* **What this task involves**
Exactly the lines starting at the line containing "would have been" and ending at the line containing "so an inert" are to be written out from the listing below, both included.

* **The data**
════════
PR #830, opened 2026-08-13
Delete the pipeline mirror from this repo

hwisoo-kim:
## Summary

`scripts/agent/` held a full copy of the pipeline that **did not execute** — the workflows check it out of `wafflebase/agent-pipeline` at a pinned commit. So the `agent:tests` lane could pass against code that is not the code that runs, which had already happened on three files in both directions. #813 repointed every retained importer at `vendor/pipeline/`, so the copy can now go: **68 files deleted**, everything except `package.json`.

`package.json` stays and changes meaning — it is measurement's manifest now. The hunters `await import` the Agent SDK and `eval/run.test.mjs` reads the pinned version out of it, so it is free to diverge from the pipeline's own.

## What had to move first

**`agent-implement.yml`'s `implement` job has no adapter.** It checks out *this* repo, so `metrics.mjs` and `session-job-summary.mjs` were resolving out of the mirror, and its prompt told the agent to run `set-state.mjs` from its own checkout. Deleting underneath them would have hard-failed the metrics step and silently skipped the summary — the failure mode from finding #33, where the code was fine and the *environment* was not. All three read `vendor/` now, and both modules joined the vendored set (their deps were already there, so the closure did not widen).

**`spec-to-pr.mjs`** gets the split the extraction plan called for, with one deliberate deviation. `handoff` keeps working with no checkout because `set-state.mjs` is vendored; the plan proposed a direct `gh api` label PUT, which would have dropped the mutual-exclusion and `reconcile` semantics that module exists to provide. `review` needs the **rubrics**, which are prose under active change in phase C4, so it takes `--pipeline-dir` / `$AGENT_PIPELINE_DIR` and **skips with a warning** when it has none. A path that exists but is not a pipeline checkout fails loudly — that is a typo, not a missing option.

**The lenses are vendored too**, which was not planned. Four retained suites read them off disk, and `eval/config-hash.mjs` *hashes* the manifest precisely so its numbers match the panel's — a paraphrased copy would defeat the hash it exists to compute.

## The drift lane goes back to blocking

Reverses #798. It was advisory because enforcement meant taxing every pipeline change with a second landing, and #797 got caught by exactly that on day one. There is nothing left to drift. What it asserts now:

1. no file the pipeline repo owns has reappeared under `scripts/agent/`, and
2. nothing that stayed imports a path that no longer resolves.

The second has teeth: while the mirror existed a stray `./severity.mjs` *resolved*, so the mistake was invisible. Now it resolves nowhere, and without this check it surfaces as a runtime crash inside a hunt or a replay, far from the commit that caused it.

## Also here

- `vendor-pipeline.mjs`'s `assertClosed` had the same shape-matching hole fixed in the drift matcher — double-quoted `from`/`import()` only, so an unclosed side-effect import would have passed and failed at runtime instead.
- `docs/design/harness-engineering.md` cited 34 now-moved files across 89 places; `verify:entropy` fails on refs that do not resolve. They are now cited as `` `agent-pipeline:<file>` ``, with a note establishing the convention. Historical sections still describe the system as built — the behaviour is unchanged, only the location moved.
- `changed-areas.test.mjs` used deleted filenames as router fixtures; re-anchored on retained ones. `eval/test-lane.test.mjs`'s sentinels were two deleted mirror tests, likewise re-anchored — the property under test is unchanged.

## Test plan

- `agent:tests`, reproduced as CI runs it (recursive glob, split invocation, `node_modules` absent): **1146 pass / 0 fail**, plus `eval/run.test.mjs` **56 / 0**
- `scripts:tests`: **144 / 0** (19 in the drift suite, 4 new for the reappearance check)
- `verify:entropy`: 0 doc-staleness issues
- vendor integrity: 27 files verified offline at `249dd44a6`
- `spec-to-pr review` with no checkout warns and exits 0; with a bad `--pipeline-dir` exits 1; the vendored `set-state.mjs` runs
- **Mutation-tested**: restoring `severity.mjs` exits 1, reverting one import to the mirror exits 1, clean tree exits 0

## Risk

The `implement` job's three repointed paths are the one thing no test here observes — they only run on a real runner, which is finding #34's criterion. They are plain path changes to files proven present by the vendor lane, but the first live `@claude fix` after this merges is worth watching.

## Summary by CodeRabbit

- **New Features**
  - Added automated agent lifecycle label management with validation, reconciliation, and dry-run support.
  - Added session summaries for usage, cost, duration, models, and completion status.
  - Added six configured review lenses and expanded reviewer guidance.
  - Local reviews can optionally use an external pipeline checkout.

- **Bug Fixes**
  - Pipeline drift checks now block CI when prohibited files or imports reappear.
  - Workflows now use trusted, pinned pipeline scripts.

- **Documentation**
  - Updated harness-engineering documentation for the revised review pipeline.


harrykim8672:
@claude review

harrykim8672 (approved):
════════
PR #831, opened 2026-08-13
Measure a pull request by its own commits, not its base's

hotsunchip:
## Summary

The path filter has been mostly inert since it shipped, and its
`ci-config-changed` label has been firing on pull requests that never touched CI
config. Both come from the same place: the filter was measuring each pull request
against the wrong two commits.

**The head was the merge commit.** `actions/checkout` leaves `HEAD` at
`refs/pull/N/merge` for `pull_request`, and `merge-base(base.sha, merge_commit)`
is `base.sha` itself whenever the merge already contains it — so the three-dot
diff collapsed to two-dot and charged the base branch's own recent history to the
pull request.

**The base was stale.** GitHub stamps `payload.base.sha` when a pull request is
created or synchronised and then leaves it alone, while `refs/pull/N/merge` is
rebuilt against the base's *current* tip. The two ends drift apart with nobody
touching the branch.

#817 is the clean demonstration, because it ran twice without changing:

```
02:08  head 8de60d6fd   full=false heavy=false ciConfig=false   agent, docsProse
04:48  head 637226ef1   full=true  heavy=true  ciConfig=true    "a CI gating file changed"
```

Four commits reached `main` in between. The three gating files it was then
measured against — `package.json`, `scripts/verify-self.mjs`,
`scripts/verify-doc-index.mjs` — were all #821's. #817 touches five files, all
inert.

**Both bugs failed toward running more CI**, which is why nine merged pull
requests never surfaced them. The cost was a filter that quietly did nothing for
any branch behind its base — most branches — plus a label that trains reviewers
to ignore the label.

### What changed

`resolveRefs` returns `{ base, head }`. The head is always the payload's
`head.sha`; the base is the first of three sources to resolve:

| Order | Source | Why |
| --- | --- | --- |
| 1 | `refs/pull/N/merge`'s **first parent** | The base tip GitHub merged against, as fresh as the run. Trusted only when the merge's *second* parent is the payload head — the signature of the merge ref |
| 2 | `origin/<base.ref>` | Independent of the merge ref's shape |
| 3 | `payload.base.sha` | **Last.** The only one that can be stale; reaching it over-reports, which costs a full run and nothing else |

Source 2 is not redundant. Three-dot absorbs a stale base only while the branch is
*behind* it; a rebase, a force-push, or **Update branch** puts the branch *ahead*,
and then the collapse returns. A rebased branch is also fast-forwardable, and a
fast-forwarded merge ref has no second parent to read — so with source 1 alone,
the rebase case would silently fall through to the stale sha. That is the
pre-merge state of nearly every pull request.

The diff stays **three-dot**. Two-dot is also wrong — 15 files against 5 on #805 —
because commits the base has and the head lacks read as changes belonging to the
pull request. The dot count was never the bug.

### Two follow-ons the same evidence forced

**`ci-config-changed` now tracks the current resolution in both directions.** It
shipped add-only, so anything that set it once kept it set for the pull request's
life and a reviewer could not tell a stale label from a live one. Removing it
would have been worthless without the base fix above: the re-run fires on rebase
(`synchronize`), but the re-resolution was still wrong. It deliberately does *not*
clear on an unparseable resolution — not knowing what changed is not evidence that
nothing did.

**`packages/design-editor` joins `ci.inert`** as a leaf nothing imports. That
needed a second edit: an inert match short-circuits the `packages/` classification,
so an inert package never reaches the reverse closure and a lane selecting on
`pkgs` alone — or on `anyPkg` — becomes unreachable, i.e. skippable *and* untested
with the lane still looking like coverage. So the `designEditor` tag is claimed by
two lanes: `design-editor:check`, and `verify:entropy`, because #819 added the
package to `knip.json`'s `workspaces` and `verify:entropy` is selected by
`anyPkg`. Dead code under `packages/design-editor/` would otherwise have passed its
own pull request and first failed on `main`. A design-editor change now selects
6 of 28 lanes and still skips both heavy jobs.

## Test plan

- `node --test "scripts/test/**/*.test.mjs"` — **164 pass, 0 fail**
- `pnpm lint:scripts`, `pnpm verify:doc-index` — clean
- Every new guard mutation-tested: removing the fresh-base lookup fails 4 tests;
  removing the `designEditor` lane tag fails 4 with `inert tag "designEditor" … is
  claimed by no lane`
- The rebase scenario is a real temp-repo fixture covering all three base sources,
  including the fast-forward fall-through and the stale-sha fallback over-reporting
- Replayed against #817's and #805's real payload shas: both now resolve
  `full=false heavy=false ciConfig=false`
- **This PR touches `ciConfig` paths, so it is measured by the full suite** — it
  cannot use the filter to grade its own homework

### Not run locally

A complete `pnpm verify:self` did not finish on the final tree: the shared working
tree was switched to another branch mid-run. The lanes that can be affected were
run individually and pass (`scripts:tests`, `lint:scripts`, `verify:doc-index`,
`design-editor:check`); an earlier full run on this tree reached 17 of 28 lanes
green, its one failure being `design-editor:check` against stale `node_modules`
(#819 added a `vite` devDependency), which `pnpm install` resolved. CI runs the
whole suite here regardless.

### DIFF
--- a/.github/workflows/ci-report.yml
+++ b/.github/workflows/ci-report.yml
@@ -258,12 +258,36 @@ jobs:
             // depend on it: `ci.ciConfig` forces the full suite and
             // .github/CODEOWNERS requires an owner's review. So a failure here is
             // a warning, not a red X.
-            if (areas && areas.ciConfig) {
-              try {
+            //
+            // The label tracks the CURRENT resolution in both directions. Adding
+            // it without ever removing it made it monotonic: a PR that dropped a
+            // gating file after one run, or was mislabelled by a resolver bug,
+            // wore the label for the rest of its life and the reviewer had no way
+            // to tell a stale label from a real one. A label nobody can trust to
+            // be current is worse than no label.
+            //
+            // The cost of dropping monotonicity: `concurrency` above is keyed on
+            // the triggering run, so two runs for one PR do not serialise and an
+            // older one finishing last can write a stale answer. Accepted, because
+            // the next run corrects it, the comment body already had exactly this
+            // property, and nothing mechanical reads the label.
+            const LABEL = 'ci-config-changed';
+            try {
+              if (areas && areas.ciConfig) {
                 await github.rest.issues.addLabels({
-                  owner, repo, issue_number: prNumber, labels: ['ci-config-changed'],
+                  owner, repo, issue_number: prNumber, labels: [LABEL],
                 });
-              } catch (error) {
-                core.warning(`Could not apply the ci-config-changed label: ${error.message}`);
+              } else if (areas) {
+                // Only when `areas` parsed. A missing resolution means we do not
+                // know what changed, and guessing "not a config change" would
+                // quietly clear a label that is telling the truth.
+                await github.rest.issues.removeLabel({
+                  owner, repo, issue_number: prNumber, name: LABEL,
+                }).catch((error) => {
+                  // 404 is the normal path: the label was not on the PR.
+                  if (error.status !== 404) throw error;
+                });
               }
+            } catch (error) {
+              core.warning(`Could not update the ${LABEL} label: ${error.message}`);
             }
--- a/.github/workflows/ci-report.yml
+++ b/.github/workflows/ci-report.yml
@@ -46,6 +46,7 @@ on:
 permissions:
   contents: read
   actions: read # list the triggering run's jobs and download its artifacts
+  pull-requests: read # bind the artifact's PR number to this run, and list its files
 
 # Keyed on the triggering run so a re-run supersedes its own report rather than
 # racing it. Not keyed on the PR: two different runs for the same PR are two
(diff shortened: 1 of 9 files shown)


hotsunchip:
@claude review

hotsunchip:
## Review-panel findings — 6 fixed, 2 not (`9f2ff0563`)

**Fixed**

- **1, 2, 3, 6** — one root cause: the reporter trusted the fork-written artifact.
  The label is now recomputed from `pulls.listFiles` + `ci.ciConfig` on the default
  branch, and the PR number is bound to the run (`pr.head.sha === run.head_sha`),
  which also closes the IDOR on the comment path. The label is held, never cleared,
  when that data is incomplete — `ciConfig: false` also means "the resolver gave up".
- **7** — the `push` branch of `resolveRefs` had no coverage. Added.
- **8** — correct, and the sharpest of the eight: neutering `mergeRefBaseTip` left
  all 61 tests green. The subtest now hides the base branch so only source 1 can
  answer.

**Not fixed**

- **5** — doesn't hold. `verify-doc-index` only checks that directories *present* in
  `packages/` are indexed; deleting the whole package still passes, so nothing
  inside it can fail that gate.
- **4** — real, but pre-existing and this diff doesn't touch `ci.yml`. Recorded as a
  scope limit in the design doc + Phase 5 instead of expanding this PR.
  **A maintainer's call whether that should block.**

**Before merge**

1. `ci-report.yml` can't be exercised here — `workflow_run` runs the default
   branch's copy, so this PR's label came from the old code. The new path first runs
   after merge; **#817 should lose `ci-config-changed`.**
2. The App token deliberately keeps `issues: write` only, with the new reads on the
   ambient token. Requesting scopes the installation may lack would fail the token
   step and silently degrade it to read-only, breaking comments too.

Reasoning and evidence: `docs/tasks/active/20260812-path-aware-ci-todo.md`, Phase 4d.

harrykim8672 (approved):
════════
* **Worked solution**
would have been worthless without the base fix above: the re-run fires on rebase
(`synchronize`), but the re-resolution was still wrong. It deliberately does *not*
clear on an unparseable resolution — not knowing what changed is not evidence that
nothing did.

**`packages/design-editor` joins `ci.inert`** as a leaf nothing imports. That
needed a second edit: an inert match short-circuits the `packages/` classification,
so an inert package never reaches the reverse closure and a lane selecting on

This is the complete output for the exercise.